Quand le Noldo crut que ses fléaux lui arracheraient son dernier souffle, l’un d’eux saisit la mâchoire et la chevelure en lévitation de Maedhros afin d’immobiliser ce dernier, qui ressemblait plus à un cadavre gelé qu’à un roi. Et la figure fantomatique fit pivoter la tête du prince vers une paroi rocheuse à laquelle il faisait dos, à la manière où une fillette manipule le crâne d’une poupée de chiffon. Terrifié et sans issu, Maedhros ne put qu’observer le spectacle sous-marin, qui n’était qu’une fresque morbide et figée dans le temps : au pied de la grande pierre, falaise dont la cime surgissait peut-être à la surface ou non, le squelette d’un Elfe gisait adossé au mur de roche. Enveloppé de plusieurs couches de linceuls brodés et décorés que la force de l’eau n’avait pas su dégrader, il reposait sur un amas de joyaux et de trésors d’or et d’argent. Tout autour de la dépouille, toutes sortes d’honneurs étaient visibles. Stupéfait, Maedhros voulut communiquer aux apparitions son étonnement : il reconnaissait ce général qui avait servi dans l’armée de son frère Caranthir. Or, il ne sut ni crier, ni se débattre pour remonter à la surface quand, horrifié, il vit l’obscurité dense se dissiper. Quand les eaux noires du fond du lac Helevorn devinrent limpides comme celles des rives d’Aman, là où les cygnes se regroupaient, elles révélèrent des champs interminables de cadavres empilés en amas par les courants. Des Orques, des Elfes et des Hommes avaient connu les sables du lac comme dernier tombeau.

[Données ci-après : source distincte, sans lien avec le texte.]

PR #1101, opened 2025-06-05
Feat/integrate ZkCounter into the Sequencer

fab-10:
This PR implements issue(s) #

### Checklist


besu-plugins/linea-sequencer/sequencer/src/main/java/net/consensys/linea/sequencer/txselection/selectors/TraceLineLimitTransactionSelector.java
letypequividelespoubelles, line 1: the `ZkCounter`uses the Besu hook `tracePrecompileCall(MessageFrame frame, long gasRequirement, Bytes output)`, so I think it should be called here too ?

besu-plugins/linea-sequencer/sequencer/src/main/java/net/consensys/linea/sequencer/txselection/selectors/TraceLineLimitTransactionSelector.java
```diff
@@ -239,5 +259,120 @@ public void traceEndBlock(final BlockHeader blockHeader, final BlockBody blockBo
...
+    }
+
+    @Override
+    public void tracePostExecution(
+        final MessageFrame frame, final Operation.OperationResult operationResult) {
+      delegate.tracePostExecution(frame, operationResult);
+    }
+
+    @Override
+    public void tracePrecompileCall(
```
fab-10, line 316: @letypequividelespoubelles isn't this the call you say it is missing?

letypequividelespoubelles: oh yes it is, sorry my bad I didn't see it

besu-plugins/linea-sequencer/acceptance-tests/src/test/java/linea/plugin/acc/test/TransactionTraceLimitOverflowLimitlessTest.java
```diff
@@ -0,0 +1,87 @@
...
+    expectedConfirmedTxs.addAll(
+        minerNode.execute(
+            accountTransactions.createIncrementalTransfers(fewLinesSender, recipient, 4)));
+
+    expectedConfirmedTxs.stream()
+        .map(Hash::toHexString)
+        .forEach(hash -> minerNode.verify(eth.expectSuccessfulTransactionReceipt(hash)));
+
+    // assert that tx over line count limit is not confirmed and is removed from the pool
+    minerNode.verify(
```
letypequividelespoubelles, line 83: shouldn't we call popTransaction to check that the popping mechanism is working as intended ?

besu-plugins/linea-sequencer/acceptance-tests/src/test/resources/strictModuleLimitsLimitless.toml
```diff
@@ -0,0 +1,17 @@
...
+
+[traces-limits]
+MODEXP  = 1
+RIP     = 1
+BLAKE   = 1
+
+#
+# Block-specific limits
+#
+BLOCK_L1_SIZE      = 2000
```
letypequividelespoubelles, line 16: what's the diff betewwen the strict and non strict toml files ?

letypequividelespoubelles (approved):
LGTM. 
Two more questions:
- what about for L1_BLOCK_SIZE & L2_L1_LOGS ? 
- what about testing the commit / pop mechanism ?

besu-plugins/linea-sequencer/acceptance-tests/src/test/resources/strictModuleLimitsLimitless.toml
fab-10: The strict file has a block size limit of 2000 and is used to check that limit in `TransactionTraceLimitOverflowLimitlessTest`

besu-plugins/linea-sequencer/acceptance-tests/src/test/java/linea/plugin/acc/test/TransactionTraceLimitOverflowLimitlessTest.java
fab-10: At the acceptance test level, we do not have direct visibility of the `popTransaction` method, but we know it is called, since we sent 1(big)+4(small) txs, but only 4(small) are added to a block, so the first was popped

fab-10:
> LGTM. Two more questions:
> 
> * what about for L1_BLOCK_SIZE & L2_L1_LOGS ?
> * what about testing the commit / pop mechanism ?

 `L1_BLOCK_SIZE` is tested in `TransactionTraceLimitOverflowLimitlessTest`
 for `L2_L1_LOGS` idk how to make such calls, but it will be nice to have, I will create a ticket for that and ask to @julien-marchand @FlorianHuc to prioritize
 
 About the commit/pop mechanism at the acceptance test level, we do not have direct visibility of these methods, but we know they are called every time a tx is evaluated and discarded, an example [is here](https://github.com/fab-10/linea-monorepo/blob/33bbef47220a18bd4ddb8990827851ba90a7ff10/besu-plugins/linea-sequencer/acceptance-tests/src/test/java/linea/plugin/acc/test/ExcludedPrecompilesLimitlessTest.java#L202) where we check the log to be sure the tx is popped due to the line count limit overflow.

PR #1114, opened 2025-06-06
coordinator: reduce unnecessary JSON-RPC requests

fluentcrafter:
This PR implements issue(s) #

### Checklist

### DIFF
--- a/coordinator/ethereum/message-anchoring/src/main/kotlin/linea/anchoring/clients/L1MessageSentEventsPoller.kt
+++ b/coordinator/ethereum/message-anchoring/src/main/kotlin/linea/anchoring/clients/L1MessageSentEventsPoller.kt
@@ -10,6 +10,7 @@ import org.apache.logging.log4j.LogManager
 import org.apache.logging.log4j.Logger
 import tech.pegasys.teku.infrastructure.async.SafeFuture
 import java.util.Deque
+import java.util.concurrent.atomic.AtomicLong
 import kotlin.time.Duration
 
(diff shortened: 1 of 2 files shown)


coordinator/ethereum/message-anchoring/src/main/kotlin/linea/anchoring/clients/L1MessageSentEventsPoller.kt
```diff
@@ -37,14 +38,18 @@ class L1MessageSentEventsPoller(
     l1HighestBlock = l1HighestBlock,
     log = log,
   )
+  private val lastFetchedMessageNumber: AtomicLong = AtomicLong(0L)
```
Filter94, line 41: Maybe it would make more sense to introduce this cache on the client level? Also, maybe it would be good to force this cache only for `FINALIZED` L1 blocks. I know that `message-anchoring.l1-highest-block-tag` can't really be anything other than finalized, but for safety, maybe it's worth to enforce on the client level for this case specifically.

Filter94 (approved):

coordinator/ethereum/message-anchoring/src/main/kotlin/linea/anchoring/clients/L1MessageSentEventsPoller.kt
fluentcrafter: Maybe. Will merge as it is working and simple enough.

PR #1115, opened 2025-06-09
Use distribution artifact instead of uber jar for Tracer plugin

fab-10:
This PR implements issue(s) #

Since https://github.com/Consensys/linea-tracer/pull/1996 the Tracer is not publishing any more the uber jar, and the plugin is only available as a ZIP archive that needs to be unpacked in the `plugins` dir, this PR adjust the `linea-besu-package` to use the new distribution artifact.

### Checklist


jonesho:
> Since https://github.com/Consensys/linea-tracer/pull/1996 the Tracer is not publishing any more the uber jar, and the plugin is only available as a ZIP archive that needs to be unpacked in the plugins dir, this PR adjust the linea-besu-package to use the new distribution artifact.
@fab-10 if that's the case then why linea-tracer still publish the jar file? [linea-tracer-beta-v3.1-rc2.jar](https://github.com/Consensys/linea-tracer/releases/download/beta-v3.1-rc2/linea-tracer-beta-v3.1-rc2.jar)

PR #1151, opened 2025-06-12
Prover/koalabear migration rebased bis 2

ThomasPiellard:
# Description

WIP 

refactoring and migrating to koalabear on the prover.
* prover/maths package now uses koalabear
* The fft package has been removed, we use directly the FFT in gnark-crypto
* prover/crypto/vortex package now uses koalabear, and usess by default SIS for hashing the columns, and poseidon2 for the Merkle tree.

## Type of change

- [x] New feature (non-breaking change which adds functionality)


arijitdutta67:
Hi @ThomasPiellard , thanks for the work. I have the following concerns:

- I see you use Posseidon hash on top of SIS hash to compute the leaf. With the optional sis hashing feature we sometime use direct hashing on the columns of the Vortex matrices avoiding SIS. For reference, it is already implemented on the `prover/limitless-top-level-rebased` branch. Will suggest you to have a look at `crypto/vortex` and `compiler/vortex` folders.
- The major concern is that, in self recursion, we prove that the MiMC hashing is done correctly to compute the leaf using a wizard gadget. For Posseidon hash, we need a similar gadget, otherwise self-recursion will not work. See [here](https://github.com/Consensys/linea-monorepo/blob/a7f59c3d34727c061e43625d2cb944a026124314/prover/protocol/compiler/selfrecursion/column_opening.go#L263) for reference.
CC: @AlexandreBelling

arijitdutta67:
> yes by default in this version it is SIS for the columns + poseidon2 for the Merkle tree. But it is possible to change them, by providing either `ColumnHasher` or `MerkleHasher` to `Params` (so we can use mimc for the columns if needed). In the previous version, there was something called "LeafHashFunc" and "MerkleHashFunc", and the functions to hash the columns were duplicated according the LeafHashFunc being SIS or something else, and the naming was a bit confusing.
> 
> * My main question to know if what we did makes sense is : is it correct that there are only 2 hash function at play (I am not counting FS, I am just talking about vortex, assuming that the random coins are already computed), one to hash the columns, and one for the Merkle tree ? For instance you cannot have a configuration where you hash the columns with SIS, then hash the SIS hashed columns using LeafHashFunc, then build the Merkle tree using MerkleHashFunc where LeafHashFunc != MerkleHashFunc ?

I like the modification you did on the `ColumnHasher()` and `MerkleHasher()` part. For us, the other hash function for both column and merkle hashing was MiMC. But I am not aware of any problem if it is the case: LeafHashFunc != MerkleHashFunc .

PR #1161, opened 2025-06-17
coordinator: adds FakeLineaRollupSmartContractClient

fluentcrafter:
This is necessary for tests in Maru, but it can be useful for coordinator or besu plugins tests.

### DIFF
--- a/jvm-libs/linea/clients/linea-contract-clients/src/testFixtures/kotlin/linea/contract/l1/FakeLineaRollupSmartContractClient.kt
+++ b/jvm-libs/linea/clients/linea-contract-clients/src/testFixtures/kotlin/linea/contract/l1/FakeLineaRollupSmartContractClient.kt
@@ -43,10 +43,8 @@ class FakeLineaRollupSmartContractClient(
   _finalizedBlocks: List<FinalizedBlock> = listOf(FinalizedBlock(0uL, Clock.System.now(), Random.nextBytes(32))),
   _messageRollingHashes: Map<ULong, ByteArray> = emptyMap(),
 ) : LineaRollupSmartContractClientReadOnly {
+  @get:Synchronized @set:Synchronized
   var contractVersion: LineaContractVersion = LineaContractVersion.V6
-    @Synchronized get
-
-    @Synchronized set
 
   val messageRollingHashes: MutableMap<ULong, ByteArray> = ConcurrentHashMap(_messageRollingHashes)
   val finalizedBlocks: MutableMap<ULong, FinalizedBlock> = ConcurrentHashMap()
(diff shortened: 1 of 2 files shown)


jvm-libs/linea/clients/linea-contract-clients/src/testFixtures/kotlin/linea/contract/l1/FakeLineaRollupSmartContractClient.kt
```diff
@@ -0,0 +1,106 @@
...
+  }
+}
+
+class FakeLineaRollupSmartContractClient(
+  val contractAddress: String = Random.nextBytes(20).encodeHex(),
+  _finalizedBlocks: List<FinalizedBlock> = listOf(FinalizedBlock(0uL, Clock.System.now(), Random.nextBytes(32))),
+  _messageRollingHashes: Map<ULong, ByteArray> = emptyMap(),
+) : LineaRollupSmartContractClientReadOnly {
+  @get:Synchronized @set:Synchronized
+  var contractVersion: LineaContractVersion = LineaContractVersion.V6
```
gauravahuja: Why does contractVersion need to be mutable? Can't it be set in the constructor?

gauravahuja (approved):
Just the one comment otherwise lgtm

jvm-libs/linea/clients/linea-contract-clients/src/testFixtures/kotlin/linea/contract/l1/FakeLineaRollupSmartContractClient.kt
fluentcrafter: To allow for the future to simulate scenarios of a smart contract upgrade. We already had these cases in prod.

fluentcrafter: However, the initial version can be in the constructor. Will add that.

gauravahuja: > To allow for the future to simulate scenarios of a smart contract upgrade. We already had these cases in prod.

I guess then the base interface should be modified to allow for this.

gauravahuja (approved):

jvm-libs/linea/clients/linea-contract-clients/src/testFixtures/kotlin/linea/contract/l1/FakeLineaRollupSmartContractClient.kt
fluentcrafter: > I guess then the base interface should be modified to allow for this.

No, because that is read from the smart contract. Is an async read-only operation. However, in the tests we can force whatever scerario.

PR #1166, opened 2025-06-17
fix: added test fixtures dependencies for linea-contract-clients

jonesho:
This PR implements issue(s) #

### Checklist

### DIFF
--- a/jvm-libs/linea/clients/linea-contract-clients/build.gradle
+++ b/jvm-libs/linea/clients/linea-contract-clients/build.gradle
@@ -5,6 +5,15 @@ plugins {
 
 description = "Linea L1 smart contract client"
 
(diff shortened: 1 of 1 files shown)


jvm-libs/linea/clients/linea-contract-clients/build.gradle
```diff
@@ -5,6 +5,15 @@ plugins {
 
 description = "Linea L1 smart contract client"
 
+configurations {
+  testFixturesDeps {
+    extendsFrom implementation // Inherit plugin's dependencies
+    canBeConsumed = false
+    canBeResolved = false
```
fluentcrafter, line 12: what do these mean, why do we need them?

PR #1173, opened 2025-06-17
Feat: Update Linea Besu package to latest Besu and plugin versions

fab-10:
Related to https://github.com/Consensys/linea-monorepo/pull/1115 

Updated Besu and plugins to latest version, with support for the limitless prover.

Disable parallel tx processing in Besu until it is fully supported by Linea, since it is creating concurrency issues when used with the Shomei plugin and the Tracer.

Removed also the publication of the jar, since only the zip is needed now.

NOTE: if you wonder why in some places `Xbonsai-parallel-tx-processing-enabled=false` is used, while in other `bonsai-parallel-tx-processing-enabled=false` is used, it is because the former is compatible also with the previous version of Besu so it must be used for tests that will be updated only when the new Linea Besu Package is released after this PR is merged, at that point we can aligned the options to only used the new version.

### Checklist


garyschulte (approved):
🚢

docker/config/l2-node-besu/l2-node-besu-config.toml
```diff
@@ -63,3 +63,5 @@ bonsai-historical-block-limit=1024
 
 Xin-process-rpc-enabled=true
 Xin-process-rpc-apis=["ETH", "MINER"]
+
+Xbonsai-parallel-tx-processing-enabled=false
```
jonesho, line 67: @fab-10 so this mean we'd also need to disable "parallel-tx-processing" when we deploy this `linea-besu-package` image on our production environments, until we have a new release with the fix, right?

e2e/src/send-bundle.spec.ts
```diff
@@ -69,7 +71,7 @@ describe("Send bundle test suite", () => {
       for (let i = 0; i < 3; i++) {
         const txRequest: TransactionRequest = {
           to: recipientAccount.address,
-          value: ethers.parseUnits("1000", "wei"),
+          value: ethers.parseEther("5"),
```
jonesho, line 74: Just curious, why changed it from 1000 wei to 5 ETH? just for better readability?

docker/config/l2-node-besu/l2-node-besu-config.toml
fab-10: yes, asked to devops to apply the configuration change

e2e/src/send-bundle.spec.ts
fab-10: The change is needed because the new version of Besu has a better gas estimation algorithm that also takes in account the sender balance, so the previous version failed due to `Upfront cost exceeds account balance`

```
2025-07-10 08:28:43.808+00:00 | vert.x-worker-thread-14 | TRACE | JsonRpcExecutor | JSON-RPC request -> eth_estimateGas [{"maxFeePerGas":"0x2540be400","maxPriorityFeePerGas":"0x3b9aca00","nonce":"0x0","value":"0x3e8","from":"0xf2a5b3e0f9b3460f0f3469b2ab10bd7acb59e936","to":"0x54ae6f52ce019989d87e60392205f411ae68f3ac"}]
2025-07-10 08:28:43.809+00:00 | vert.x-worker-thread-14 | TRACE | LondonFeeMarket | block #11 parentBaseFee: 0x0000000000000000000000000000000000000000000000000000000000000007 parentGasUsed: 21000 parentGasTarget: 1000000000 baseFee: 0x0000000000000000000000000000000000000000000000000000000000000007
2025-07-10 08:28:43.809+00:00 | vert.x-worker-thread-14 | TRACE | TransactionSimulator | Simulated block header: ProcessableBlockHeader{number=11, parentHash=0x538eadf4518b2523fd311d13cb4df0f60619c1231c49a4501e566cd0b88cd755, coinbase=0x0ad2f22bd2dfdc523269028a3e4346230eff96cd, difficulty=0x0000000000000000000000000000000000000000000000000000000000000001, gasLimit=2000000000, timestamp=1752136123, baseFee=0x0000000000000000000000000000000000000000000000000000000000000007, mixHashOrPrevRandao=null, }
2025-07-10 08:28:43.812+00:00 | vert.x-worker-thread-14 | TRACE | AbstractJsonRpcExecutor | {"jsonrpc":"2.0","id":2,"error":{"code":-32004,"message":"Upfront cost exceeds account balance"}}
```

jonesho: ic, just to clarify, so u mean, in the prevoius test implementation, the sender would only leave with 500 wei (1500 - 1000 wei) which was not sufficient to pay for the gas fee (now being checked by new version of Besu) and hence would lead to "Upfront cost exceeds account balance" error, that's why we changed the initial sender balance from 1000 wei to 5 eth?

fab-10: correct

PR #1197, opened 2025-06-19
Feat: Improve the logging of Besu during e2e tests

fab-10:
* Log RPC requests and responses
* Collect Besu L1 node logs
* Remove extra GC options, just go with the default

### Checklist

### DIFF
--- a/docker/compose-spec-l1-services.yml
+++ b/docker/compose-spec-l1-services.yml
@@ -14,7 +14,7 @@ services:
       retries: 120
     environment:
       LOG4J_CONFIGURATION_FILE: /var/lib/besu/log4j.xml
-      JAVA_OPTS: -Xmx1536m -XX:+UnlockExperimentalVMOptions -XX:-UseG1GC -XX:+UseZGC
+      JAVA_OPTS: -Xmx1536m
     entrypoint:
       - /bin/bash
       - -c
--- a/docker/config/l1-node/el/log4j.xml
+++ b/docker/config/l1-node/el/log4j.xml
@@ -27,6 +27,9 @@
     <Logger name="io.opentelemetry" level="WARN" additivity="false">
       <AppenderRef ref="Console"/>
     </Logger>
+    <Logger name="org.hyperledger.besu.ethereum.api.handlers.AbstractJsonRpcExecutor" level="TRACE">
+      <AppenderRef ref="Console"/>
+    </Logger>
     <Root level="INFO">
       <AppenderRef ref="Console"/>
     </Root>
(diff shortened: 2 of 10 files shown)


docker/compose-spec-l1-services.yml
```diff
@@ -14,7 +14,7 @@ services:
       retries: 120
     environment:
       LOG4J_CONFIGURATION_FILE: /var/lib/besu/log4j.xml
-      JAVA_OPTS: -Xmx1536m -XX:+UnlockExperimentalVMOptions -XX:-UseG1GC -XX:+UseZGC
+      JAVA_OPTS: -Xmx1536m
```
jonesho, line 17: Why removed the other options?

docker/config/l1-node/el/log4j.xml
```diff
@@ -27,6 +27,9 @@
     <Logger name="io.opentelemetry" level="WARN" additivity="false">
       <AppenderRef ref="Console"/>
     </Logger>
+    <Logger name="org.hyperledger.besu.ethereum.api.handlers.AbstractJsonRpcExecutor" level="TRACE">
```
jonesho, line 30: If enabling TRACE level here, would that add a lot noise in the `l1-node` logs?

docker/compose-spec-l1-services.yml
fab-10: Because the optimal GC for Besu is G1GC

docker/config/l2-node-besu/log4j.xml
```diff
@@ -37,6 +37,9 @@
     <Logger name="org.hyperledger.besu.ethereum.eth.transactions.TransactionPool" level="TRACE" additivity="false">
       <AppenderRef ref="Console"/>
     </Logger>
+    <Logger name="org.hyperledger.besu.ethereum.api.handlers.AbstractJsonRpcExecutor" level="TRACE">
```
jonesho, line 40: Same, if enabling TRACE level here, would that add a lot noise in the `l2-node-besu` logs?

jonesho (approved):
Approved, but just left a few questions

docker/config/l1-node/el/log4j.xml
fab-10: This is need to log the RPC request/response without it we are kinda blind on what is happening, and I think these logs are used only for debugging purposes, and we need some more details to make them useful

docker/config/l2-node-besu/log4j.xml
fab-10: s.a.

jonesho (approved):

PR #1201, opened 2025-06-20
Feat: Add a transfer bot to keep alive block production on e2e network

fab-10:
When debugging e2e tests about bundles, I found that if you try to run only that test in isolation 
```
pnpm run -F e2e test:e2e:local -- e2e/src/send-bundle.spec.ts
```
it will never work, since bundles are specific for inclusion in a future block, but since there is no traffic, due to no other e2e running in parallel, bundle tests just wait in vain for the right block to be built.

So I added a simple bot that just sends a transfer every 2 seconds to keep alive block production.

### Checklist


fab-10:
Superseded by https://github.com/Consensys/linea-monorepo/pull/1203

PR #856, opened 2018-03-21
Add geth client in CI

cgewecke:
Adds `geth:latest` to the list of clients we scenario test against. It's set up as an 'allowed failure' because . . . that's our current position? As such this test is more a notice of breaking changes upstream rather than a verification that we haven't broken anything.  

Another (possibly more rational) approach might be to test against `geth:stable` and require that we pass. We should discuss this. 

Also: have looted @cpurta's excellent [geth-dev-net](https://github.com/cpurta/geth-devnet) for logic and technique, especially for generating geth accounts on launch. Reaching out to him on gitter to ask if this is ok and make sure we are crediting him appropriately in the file.

### DIFF
--- a/.travis.yml
+++ b/.travis.yml
@@ -12,7 +12,6 @@ before_install:
 env:
   global:
     - TEST=repo
-    - GETH_CONTAINER=geth
   matrix:
     - GANACHE=true
     - GETH=true
--- a/.travis.yml
+++ b/.travis.yml
@@ -7,17 +7,19 @@ services:
 
 before_install:
   - docker pull truffle/ci
+  - docker pull ethereum/client-go:latest
 
 env:
-  - TEST=repo
+  global:
+    - TEST=repo
+    - GETH_CONTAINER=geth
+  matrix:
+    - GANACHE=true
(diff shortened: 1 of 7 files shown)


.travis.yml
```diff
@@ -7,17 +7,19 @@ services:
 
 before_install:
   - docker pull truffle/ci
+  - docker pull ethereum/client-go:latest
 
 env:
-  - TEST=repo
+  global:
+    - TEST=repo
+    - GETH_CONTAINER=geth
```
cgewecke: This is extraneous.

cgewecke:
@gnidan Ummm. No it isn't. 

For further reference: @gnidan noted at dev sync that these geth tests will really only run  when `truffle` main repo is pulled against (typically before a release). To have them run for every module PR, we'd probably need to re-design `truffle-ci` to use `docker compose` and split out the pieces like geth, node, etc into logical units. 

See @gnidan's [docker-eth-dev](https://github.com/gnidan/docker-eth-dev/blob/master/containers/docker-compose.yml) for more.

PR #904, opened 2018-04-19
Upgrade solc to 0.4.23

cgewecke:


cgewecke:
Just a note - this build validated in #905.

PR #969, opened 2018-05-29
duplicate methods equal/notEqual for uint8-uint248

wjmelements:
Currently, if I try to compare two `uint248` with truffle's Assert.equal, I get a syntax error. To avoid casting, I added support for `uint8` through `uint248` to the `equal` and `notEqual` methods in Assert.sol.


ebaizel:
looks good, but could you add a test for one of the cases `equal` and `notEqual`?

wjmelements:
I need to make this change in truffle-core instead.

wjmelements:
https://github.com/trufflesuite/truffle-core/pull/144

wjmelements:
Looks like the truffle-core repo was merged into this one. Reopening.

PR #1014, opened 2018-06-14
Remove Truffle bundle, etc. from git

gnidan:
Also, define `npm prepare` step to do build


cgewecke:
@gnidan Does this also need an empty `.npmignore` added to `packages/truffle`? 

There was a weird issue with the debugger once where npm defaulted to the gitignore and wouldn't include the `dist`.

gnidan:
Seems like it couldn't hurt?

gnidan:
screen shot 2018-06-14 at 4 57 47 pm

Looks fine

PR #1020, opened 2018-06-15
Fix npm test for Node 10

cgewecke:
Another Node 10 crash - something is different about `fs` and it's not happy with the old callbacks. Example error:
```shell
1) NPM integration
       "before all" hook: Create a sandbox:
     TypeError [ERR_INVALID_CALLBACK]: Callback must be a function
      at maybeCallback (fs.js:159:9)
      at Object.fs.writeFile (fs.js:1278:14)
      at test/npm.js:31:10
      at /Users/cgewecke/code/consensys/truffle/packages/truffle-box/box.js:47:11

```

### DIFF
--- a/packages/truffle-core/test/npm.js
+++ b/packages/truffle-core/test/npm.js
@@ -28,7 +28,8 @@ describe('NPM integration', function() {
       };
       config.network = "development";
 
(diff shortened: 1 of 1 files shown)


cgewecke:
I know. This bodes ill.

PR #1025, opened 2018-06-16
Add lerna publishConfigs

cgewecke:
Adds to all package.jsons within `packages`
```javascript
"publishConfig": {
    "access": "public"
  }
```
This  is what lerna uses to identify publication candidates. More in their docs [here](https://github.com/lerna/lerna#publish).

Soudain, quand le roi de la Marche voulut regarder le spectre dont les mains infernales lui avaient fait frémir la peau, il vit que le fantôme était maintenant un Homme, un Oriental à l’allure noble. Le visage navré, mais visiblement satisfait, il indiqua à Maedhros ce qui serait la dernière étape de son périple, le dernier sacrifice à faire avant de regagner son souffle et sa vie. Comme un serviteur qui menait son seigneur à son trône, parmi une cours de loyaux sujets, l’Homme guida Maedhros vers la dépouille elfique aux apparats familiers. Attaché au cou de cette dernière, reposant sur sa poitrine, un médaillon brillait dans le contraste des couleurs des armures d’argent et le gris sali des ossements qui étaient presque poussière. Sans hésiter, Maedhros attrapa le talisman, ce qui plongea le nageur dans une obscurité totale et dont la frontière parut être l’infini...
_ _ _

Dans la lumière du matin, la citadelle d’Himring avait tout d’une mère qui berçait délicatement son roi, qui s’éveillait tout juste dans ses quartiers. À ses côtés, des servantes et ses plus proches officiers semblaient attendre son réveil. Or, quand le seigneur de la Marche ouvrit les yeux, celle qu’il fut le plus soulagé de voir était son amie, son étoile venue de loin.

Sur sa table de chevet, là où son épée reposait, un objet dont la brillance lui était inconnue avait captivé les nobles de la cours, qui avaient posé tant de questions et remercié tant de fois la Maia de leur avoir ramené leur roi.